The ideological importance of the Castros faded in favor of pragmatic survival as large groups turned whole scale to agricultural economies from the now stalled and faded manufacturing economy that the recent reforms in Cuba had been trying to capitalize on to expand the island nation's way of life. But much of this had lost value, and with the ocean waters heated from nuclear radiation hurricanes became all the more powerful and stunning as annually they were hammered by immense storms that swept the Caribbean and Gulf State of the Southern United States.

In the lack of control however, and the call for answers an ember that had been simmering hidden for almost fifty or sixty years became to pop and spark with life. With nuclear annihilation came the rebirth of the fringe philosophy of J. Posadas. While long dead, Posadas' legacy had been carried on by its few believers and on into the 21st century by a group of radical alien believers or ultra-left activists and no less than a few comedic types. But according to the philosophy of Posadas, nuclear annihilation was considered a way to wipe the slate clean, to rebuild the world free from the old sins. And not only that, that it was an inevitability anyways.

The resurgence of Posadism in the discourse of Cubans who have lived under a communist system for decades came as no effort of any one man, and for the most part the early fringe proselytes faded from common history like so many missionaries of the middle ages. Attracted on the promise of a responsive people's democracy, and that all was ultimately well in the world – no matter the crisis past or present – that they could begin again. And with the might and fury of the United States removed from the equation, they could begin again.

It was however another question in how to reconstruct Cuba. As an experiment over the next few hundred years Cuba was stitched together community by community. Ultimately the former government in a much maligned and decayed Havana was itself annexed into the new people's movement. Following which was bringing the revolution to the other islands and the chain of islands remaining in the Caribbean was steadily liberated and incorporated into the collective.
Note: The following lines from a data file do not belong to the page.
PR #2121, opened 2024-05-15
feat(label): add small variant

rivka-ungar:
https://monday.monday.com/boards/3532714909/pulses/6623032676


packages/core/src/components/Label/Label.tsx
```diff
@@ -12,6 +12,14 @@ import useClickableProps from "../../hooks/useClickableProps/useClickableProps";
 import useMergeRef from "../../hooks/useMergeRef";
 import styles from "./Label.module.scss";
 import LabelCelebrationAnimation from "./LabelCelebrationAnimation";
+import { TextType } from "../Text/TextConstants";
+
+type Sizes = "small" | "medium";
```
talkor, line 17: Let's move it to a new file called `Label.types.ts` (for refrences: `Search.types.ts`, `TextArea.types.ts` etc) as it's the new convention we're advancing

packages/core/src/components/Label/Label.tsx
```diff
@@ -12,6 +12,14 @@ import useClickableProps from "../../hooks/useClickableProps/useClickableProps";
...
+
+const mapSizesToTextSize: Record<Sizes, TextType> = {
```
talkor, line 19: Excellent

packages/core/src/components/Label/__stories__/label.stories.tsx
```diff
@@ -56,6 +56,27 @@ export const Kinds = {
...
 
+export const Sizes = {
+  render: () => (
+    <>
+      <div className="monday-storybook-label_group monday-storybook-label_states-gap">
+        <Label text="New" />
+      </div>
+      <div className="monday-storybook-label_group monday-storybook-label_states-gap">
+        <Label text="New" size="small" />
+      </div>
```
talkor, line 67: To avoid the divs appear in the code snippet in storybook you can use a decorator, you can see some examples in `TextArea.stories.tsx`. It will make it less cluttered

talkor (commented):
Great! See two minor comments, regarding types file and storybook decorators

packages/core/src/components/Label/Label.module.scss
```diff
@@ -147,6 +147,15 @@
...
+
+  .smallText {
+    line-height: 14px;
+  }
+}
+
+.small {
+  padding: 0 var(--spacing-xs);
+  border-radius: 2px;
 }
```
talkor, line 159: Let's nest it inside label, it will increase specificity

packages/core/src/components/Label/Label.tsx
```diff
@@ -7,29 +7,12 @@ import { backwardCompatibilityForProperties } from "../../helpers/backwardCompat
...
 import Leg from "./Leg";
 import { LabelColor, LabelKind } from "./LabelConstants";
-import { VibeComponent, VibeComponentProps, withStaticProps } from "../../types";
+import { VibeComponent, withStaticProps } from "../../types";
 import useClickableProps from "../../hooks/useClickableProps/useClickableProps";
 import useMergeRef from "../../hooks/useMergeRef";
 import styles from "./Label.module.scss";
 import LabelCelebrationAnimation from "./LabelCelebrationAnimation";
-
-export interface LabelProps extends VibeComponentProps {
```
talkor, line 16: Let's still export it also in this file to avoid breaking usages where users take the type for dist

packages/core/src/components/Label/Label.types.ts
talkor, line 1: Awesome!!

packages/core/src/components/Label/__stories__/label.stories.tsx
```diff
@@ -18,6 +21,21 @@ export default {
   decorators: metaSettings.decorators
 };
 
+const withGrid: Decorator = Story => (
+  <div
```
talkor, line 25: That's great! We want to extract these to storybook layout components and use them all over

packages/core/src/components/Label/__stories__/label.stories.tsx
```diff
@@ -56,28 +73,37 @@ export const Kinds = {
...
+  parameters: {
+    chromatic: {
+      pauseAnimationAtEnd: true
+    }
+  }
+};
+
+export const Colors = {
+  render: () => (
+    <>
```
talkor, line 95: This is so much leaner now

talkor (commented):
Great! Let's just export the LabelProps interface

packages/core/src/components/Label/Label.tsx
rivka-ungar: Done

packages/core/src/components/Label/Label.module.scss
rivka-ungar: Done

talkor (approved):
🎉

Forays on the coast of South America expanded the new tradition to new communities and swathes of the coastal and near coastal communities of Colombia and Venezuela were brought in over time. As was central America. Though, efforts to bring Revolution to North America were resisted by the city states there, operations have not let up. While in the south the rural inland and jungles proved to the Posadists that their position at sea may have perhaps put them at a disadvantage as a power of the inland sea.

All the same, for the Hispanic communities of central America they became an attractive force, ultimately meeting resistance from the “zombie” government of Mexico and elsewhere with incorporation of Chiapas and the Maya.